§ **Work instruction**
Every record below, from the first line to the last, is to be set down again exactly.

[Saved entries]
PR #749, opened 2022-06-14
Support MPRIS loop and volume change

foonathan:
This PR supports MPRIS loop status on linux, enabling `playerctl loop` to fetch and `playerctl loop None/Track/Playlist` to set.

### DIFF
--- a/plugins/shortcuts/mpris.js
+++ b/plugins/shortcuts/mpris.js
@@ -19,7 +19,7 @@ function setupMPRIS() {
 
 function registerMPRIS(win) {
 	const songControls = getSongControls(win);
-	const { playPause, next, previous } = songControls;
+	const { playPause, next, previous, volumeMinus10, volumePlus10 } = songControls;
 	try {
 		const secToMicro = n => Math.round(Number(n) * 1e6);
 		const microToSec = n => Math.round(Number(n) / 1e6);
@@ -92,6 +92,22 @@ function registerMPRIS(win) {
 
 		player.on('seek', seekBy);
 		player.on('position', seekTo);
+
+		ipcMain.on('volumeChanged', (_, value) => {
+			player.volume = value;
+		});
+		player.on('volume', (newVolume) => {
+			// With keyboard shortcuts we can only change the volume in increments of 10, so round it.
+			const deltaVolume = Math.round((newVolume - player.volume) / 10);
+
+			if (deltaVolume > 0) {
+				for (let i = 0; i < deltaVolume; i++)
+					volumePlus10();
+			} else {
+				for (let i = 0; i < -deltaVolume; i++)
+					volumeMinus10();
+			}
+		});
 
 		registerCallback(songInfo => {
 			if (player) {
--- a/plugins/shortcuts/mpris.js
+++ b/plugins/shortcuts/mpris.js
@@ -52,11 +52,11 @@ function registerMPRIS(win) {
 		player.on("loopStatus", (status) => {
 			// switchRepeat cycles between states in that order
 			const switches = ["None", "Playlist", "Track"];
-			const curIdx = switches.indexOf(currentLoopStatus);
-			const newIdx = switches.indexOf(status);
+			const currentIndex = switches.indexOf(currentLoopStatus);
+			const targetIndex = switches.indexOf(status);
 
 			// Get a delta in the range [0,2]
-			const delta = ((newIdx - curIdx) % 3 + 3) % 3;
+			const delta = (targetIndex - currentIndex + 3) % 3;
 
 			manuallySwitchingStatus = true;
 			songControls.switchRepeat(delta);
--- a/plugins/shortcuts/mpris.js
+++ b/plugins/shortcuts/mpris.js
@@ -83,7 +83,7 @@ function registerMPRIS(win) {
 			}
 		});
 		player.on("playpause", () => {
-			player.playbackStatus = player.playbackStatus == 'Playing' ? "Paused" : "Playing";
+			player.playbackStatus = player.playbackStatus === 'Playing' ? "Paused" : "Playing";
 			playPause();
 		});
 
--- a/plugins/shortcuts/mpris.js
+++ b/plugins/shortcuts/mpris.js
@@ -40,11 +40,11 @@ function registerMPRIS(win) {
 			if (manuallySwitchingStatus)
 				return;
 
-			if (mode == "Repeat off")
+			if (mode === "Repeat off")
 				currentLoopStatus = "None";
-			else if (mode == "Repeat one")
+			else if (mode === "Repeat one")
 				currentLoopStatus = "Track";
-			else if (mode == "Repeat all")
+			else if (mode === "Repeat all")
 				currentLoopStatus = "Playlist";
 
 			player.loopStatus = currentLoopStatus;
--- a/plugins/shortcuts/mpris.js
+++ b/plugins/shortcuts/mpris.js
@@ -82,8 +82,11 @@ function registerMPRIS(win) {
 				playPause()
 			}
 		});
+		player.on("playpause", () => {
+			player.playbackStatus = player.playbackStatus == 'Playing' ? "Paused" : "Playing";
+			playPause();
+		});
 
-		player.on("playpause", playPause);
 		player.on("next", next);
 		player.on("previous", previous);
 
--- a/plugins/shortcuts/mpris.js
+++ b/plugins/shortcuts/mpris.js
@@ -2,6 +2,7 @@ const mpris = require("mpris-service");
 const { ipcMain } = require("electron");
 const registerCallback = require("../../providers/song-info");
 const getSongControls = require("../../providers/song-controls");
+const config = require("../../config");
 
 function setupMPRIS() {
 	const player = mpris({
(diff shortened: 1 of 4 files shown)


plugins/shortcuts/mpris.js
```diff
@@ -34,6 +34,35 @@ function registerMPRIS(win) {
...
+			// switchRepeat cycles between states in that order
+			const switches = ["None", "Playlist", "Track"];
+			const curIdx = switches.indexOf(currentLoopStatus);
+			const newIdx = switches.indexOf(status);
+
+			// Get a delta in the range [0,2]
+			const delta = ((newIdx - curIdx) % 3 + 3) % 3;
+
+			manuallySwitchingStatus = true;
+			songControls.switchRepeat(delta);
```
foonathan, line 63: This approach is a bit of a hack (it presses the button the appropriate number of times to go to the desired state), but I can't see a better way.

plugins/shortcuts/mpris.js
```diff
@@ -34,6 +34,35 @@ function registerMPRIS(win) {
...
+			player.loopStatus = currentLoopStatus;
+		});
+		player.on("loopStatus", (status) => {
+			// switchRepeat cycles between states in that order
+			const switches = ["None", "Playlist", "Track"];
+			const curIdx = switches.indexOf(currentLoopStatus);
+			const newIdx = switches.indexOf(status);
+
+			// Get a delta in the range [0,2]
+			const delta = ((newIdx - curIdx) % 3 + 3) % 3;
```
Araxeus: What is the point of the first modulo? `(newIdx - curIdx)` can only be in the range (-2, 2) then adding 3 is the exact result we need

Can be simplified to just
```js
const delta = (newIdx - curIdx + 3) % 3;
```

<details>
    <summary>See calc</summary>

0 = (0 - 0) % 3 + 3) % 3
0 = (0 - 0 + 3) % 3
---
2 = (0 - 1) % 3 + 3) % 3
2 = (0 - 1 + 3) % 3
---
1 = (0 - 2) % 3 + 3) % 3
1 = (0 - 2 + 3) % 3
---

§ **Exercise result**
PR #749, opened 2022-06-14
Support MPRIS loop and volume change

foonathan:
This PR supports MPRIS loop status on linux, enabling `playerctl loop` to fetch and `playerctl loop None/Track/Playlist` to set.

### DIFF
--- a/plugins/shortcuts/mpris.js
+++ b/plugins/shortcuts/mpris.js
@@ -19,7 +19,7 @@ function setupMPRIS() {
 
 function registerMPRIS(win) {
 	const songControls = getSongControls(win);
-	const { playPause, next, previous } = songControls;
+	const { playPause, next, previous, volumeMinus10, volumePlus10 } = songControls;
 	try {
 		const secToMicro = n => Math.round(Number(n) * 1e6);
 		const microToSec = n => Math.round(Number(n) / 1e6);
@@ -92,6 +92,22 @@ function registerMPRIS(win) {
 
 		player.on('seek', seekBy);
 		player.on('position', seekTo);
+
+		ipcMain.on('volumeChanged', (_, value) => {
+			player.volume = value;
+		});
+		player.on('volume', (newVolume) => {
+			// With keyboard shortcuts we can only change the volume in increments of 10, so round it.
+			const deltaVolume = Math.round((newVolume - player.volume) / 10);
+
+			if (deltaVolume > 0) {
+				for (let i = 0; i < deltaVolume; i++)
+					volumePlus10();
+			} else {
+				for (let i = 0; i < -deltaVolume; i++)
+					volumeMinus10();
+			}
+		});
 
 		registerCallback(songInfo => {
 			if (player) {
--- a/plugins/shortcuts/mpris.js
+++ b/plugins/shortcuts/mpris.js
@@ -52,11 +52,11 @@ function registerMPRIS(win) {
 		player.on("loopStatus", (status) => {
 			// switchRepeat cycles between states in that order
 			const switches = ["None", "Playlist", "Track"];
-			const curIdx = switches.indexOf(currentLoopStatus);
-			const newIdx = switches.indexOf(status);
+			const currentIndex = switches.indexOf(currentLoopStatus);
+			const targetIndex = switches.indexOf(status);
 
 			// Get a delta in the range [0,2]
-			const delta = ((newIdx - curIdx) % 3 + 3) % 3;
+			const delta = (targetIndex - currentIndex + 3) % 3;
 
 			manuallySwitchingStatus = true;
 			songControls.switchRepeat(delta);
--- a/plugins/shortcuts/mpris.js
+++ b/plugins/shortcuts/mpris.js
@@ -83,7 +83,7 @@ function registerMPRIS(win) {
 			}
 		});
 		player.on("playpause", () => {
-			player.playbackStatus = player.playbackStatus == 'Playing' ? "Paused" : "Playing";
+			player.playbackStatus = player.playbackStatus === 'Playing' ? "Paused" : "Playing";
 			playPause();
 		});
 
--- a/plugins/shortcuts/mpris.js
+++ b/plugins/shortcuts/mpris.js
@@ -40,11 +40,11 @@ function registerMPRIS(win) {
 			if (manuallySwitchingStatus)
 				return;
 
-			if (mode == "Repeat off")
+			if (mode === "Repeat off")
 				currentLoopStatus = "None";
-			else if (mode == "Repeat one")
+			else if (mode === "Repeat one")
 				currentLoopStatus = "Track";
-			else if (mode == "Repeat all")
+			else if (mode === "Repeat all")
 				currentLoopStatus = "Playlist";
 
 			player.loopStatus = currentLoopStatus;
--- a/plugins/shortcuts/mpris.js
+++ b/plugins/shortcuts/mpris.js
@@ -82,8 +82,11 @@ function registerMPRIS(win) {
 				playPause()
 			}
 		});
+		player.on("playpause", () => {
+			player.playbackStatus = player.playbackStatus == 'Playing' ? "Paused" : "Playing";
+			playPause();
+		});
 
-		player.on("playpause", playPause);
 		player.on("next", next);
 		player.on("previous", previous);
 
--- a/plugins/shortcuts/mpris.js
+++ b/plugins/shortcuts/mpris.js
@@ -2,6 +2,7 @@ const mpris = require("mpris-service");
 const { ipcMain } = require("electron");
 const registerCallback = require("../../providers/song-info");
 const getSongControls = require("../../providers/song-controls");
+const config = require("../../config");
 
 function setupMPRIS() {
 	const player = mpris({
(diff shortened: 1 of 4 files shown)


plugins/shortcuts/mpris.js
```diff
@@ -34,6 +34,35 @@ function registerMPRIS(win) {
...
+			// switchRepeat cycles between states in that order
+			const switches = ["None", "Playlist", "Track"];
+			const curIdx = switches.indexOf(currentLoopStatus);
+			const newIdx = switches.indexOf(status);
+
+			// Get a delta in the range [0,2]
+			const delta = ((newIdx - curIdx) % 3 + 3) % 3;
+
+			manuallySwitchingStatus = true;
+			songControls.switchRepeat(delta);
```
foonathan, line 63: This approach is a bit of a hack (it presses the button the appropriate number of times to go to the desired state), but I can't see a better way.

plugins/shortcuts/mpris.js
```diff
@@ -34,6 +34,35 @@ function registerMPRIS(win) {
...
+			player.loopStatus = currentLoopStatus;
+		});
+		player.on("loopStatus", (status) => {
+			// switchRepeat cycles between states in that order
+			const switches = ["None", "Playlist", "Track"];
+			const curIdx = switches.indexOf(currentLoopStatus);
+			const newIdx = switches.indexOf(status);
+
+			// Get a delta in the range [0,2]
+			const delta = ((newIdx - curIdx) % 3 + 3) % 3;
```
Araxeus: What is the point of the first modulo? `(newIdx - curIdx)` can only be in the range (-2, 2) then adding 3 is the exact result we need

Can be simplified to just
```js
const delta = (newIdx - curIdx + 3) % 3;
```

<details>
    <summary>See calc</summary>

0 = (0 - 0) % 3 + 3) % 3
0 = (0 - 0 + 3) % 3
---
2 = (0 - 1) % 3 + 3) % 3
2 = (0 - 1 + 3) % 3
---
1 = (0 - 2) % 3 + 3) % 3
1 = (0 - 2 + 3) % 3
---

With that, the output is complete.